If your dog is shaking, here are some steps you can take:
- Assess the overall situation.
- Remove any environmental stressors — Potential stressors causing your dog to become anxious or overly excited could be new people or animals, a new environment, loud noises like fireworks, or strange objects.
- Get them dry — If your pup is wet or cold, dry them off or warm them up with a towel or blanket.
- Call your vet — If your pet’s legs are still shaking after having time to calm down or warm up, call your vet or local emergency vet hospital if it’s after hours.
When to see a vet
If the steps above don’t work and your dog is still shaking, it’s time to see a veterinarian so they can determine if there’s an underlying cause.
If your pet experiences unconsciousness, inability to walk, decreased appetite, vomiting, diarrhea, and/or lethargy, or potentially had access to a toxic substance, you’ll also want to see a vet immediately.
👉 When in doubt, if you’re concerned about leg shaking or tremors in your dog, it’s always a good idea to call your veterinarian for advice.
Treatment and recovery for tremors in dogs’ legs
Treatment will depend on what’s making your dog’s leg shake or tremble. For example, removing stressors or providing your pup with a blanket might provide some comfort if leg shaking is due to anxiety.
Serious injuries and conditions may require surgery, while many chronic conditions can be slowed with medication. Owners can also consider other therapies to speed up recovery if their dog’s condition requires it. For example, if a dog has osteoarthritis, your veterinarian may recommend pain medication, cold laser therapy, and physical therapy which can help alleviate pain and rebuild strength. A bed ramp for dogs can help your pet to get around the house easier in the meantime.
How to prevent your dog’s legs from shaking
It’s often prevention rather than a treatment that’s effective in stopping many of the causes of weak legs and tremors. By keeping your dog warm, stress-free, up-to-date on vaccines, at a healthy weight, and away from potentially toxic substances, you are taking all the steps you can to prevent your dog from shaking.
Be a smarter pet parent
Sign up for the best pet advice you can get
Frequently asked questions
What does it mean if my dog’s hind leg shakes?
Leg shaking and tremors in a dog’s legs result from many causes. Your dog’s legs may be shaking due to being overly excited or cold, or it could be a sign of pain, muscle atrophy, or an underlying issue, such as a neurological disorder. It’s best to keep an eye on your dog and remove any environmental stressors to stop the shaking. If your dog is showing symptoms like difficulty walking, unconsciousness, lethargy, decreased appetite, vomiting, diarrhea, or weakness, or their legs don’t stop shaking after helping them relax, it’s time to call the vet.
What would cause my dog to constantly shake his back legs?
Different ailments can cause constant shaking in a dog’s back legs, including pain, muscle atrophy (from old age), Shaker syndrome, or a neurological disorder. If you notice your dog’s back legs are continually shaking, call your vet for the next steps.
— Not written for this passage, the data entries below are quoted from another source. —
PR #1755, opened 2020-05-18
chore(package): upgrade to tape v5

watson:
List of breaking changes in tape v5 ([source](https://github.com/substack/tape/commit/cd81a404d7a8308b9aad50d2aa2c92e330351d1e)) - I've **highlighted** changes that required changes to our code:

- **only `looseEqual`/`deepEqual, and their inverses, are now non-strict.**
- make equality functions consistent:
- **`equal`: use `==`, not `===`, to match `assert.equal`**
- `strictEqual`: bring `-0`/`0`, and `NaN` into line with `assert`
- update `deep-equal` to v2
- **fail any assertion after `.end()` is called**
- `error` should not emit `expected`/`actual` diags
- support passing in an async function for the test callback
- tests with no callback are failed TODO tests
- equality functions: throw when < 2 arguments are provided
- add "exports" to restrict public API
- `throws`: bring into line with node’s `assert.throws`
- use default `require.extensions` collection instead of the magic Array `['.js']`


test/instrumentation/modules/http2.js
```diff
@@ -155,10 +158,11 @@ isSecure.forEach(secure => {
   })
 
   test(`http2.${method} stream respondWithFile`, t => {
+    t.plan(14)
```
vigneshshanmugam, line 161: this API is really nice

watson:
The CI error is unrelated. Will merge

Is it normal for a dog’s legs to shake?
This depends. If they’re cold, nervous, or drying off after running around in the rain, yes. But only for a limited amount of time. If the shaking persists, it can be a symptom of a more severe condition. If you notice your dog’s legs are shaking regularly, you’ll want to seek medical advice from your vet.
Should I see a vet if my dog’s legs shake?
Potentially. First, it’s vital to pay close attention to your dog’s surroundings and look for additional symptoms. They may be shaking due to excitement or anxiety, or it could be a sign that they ingested a toxic substance or have an underlying issue that needs attention. If a dog’s legs continually shake or additional symptoms are present, like pain, you’ll need to call the vet.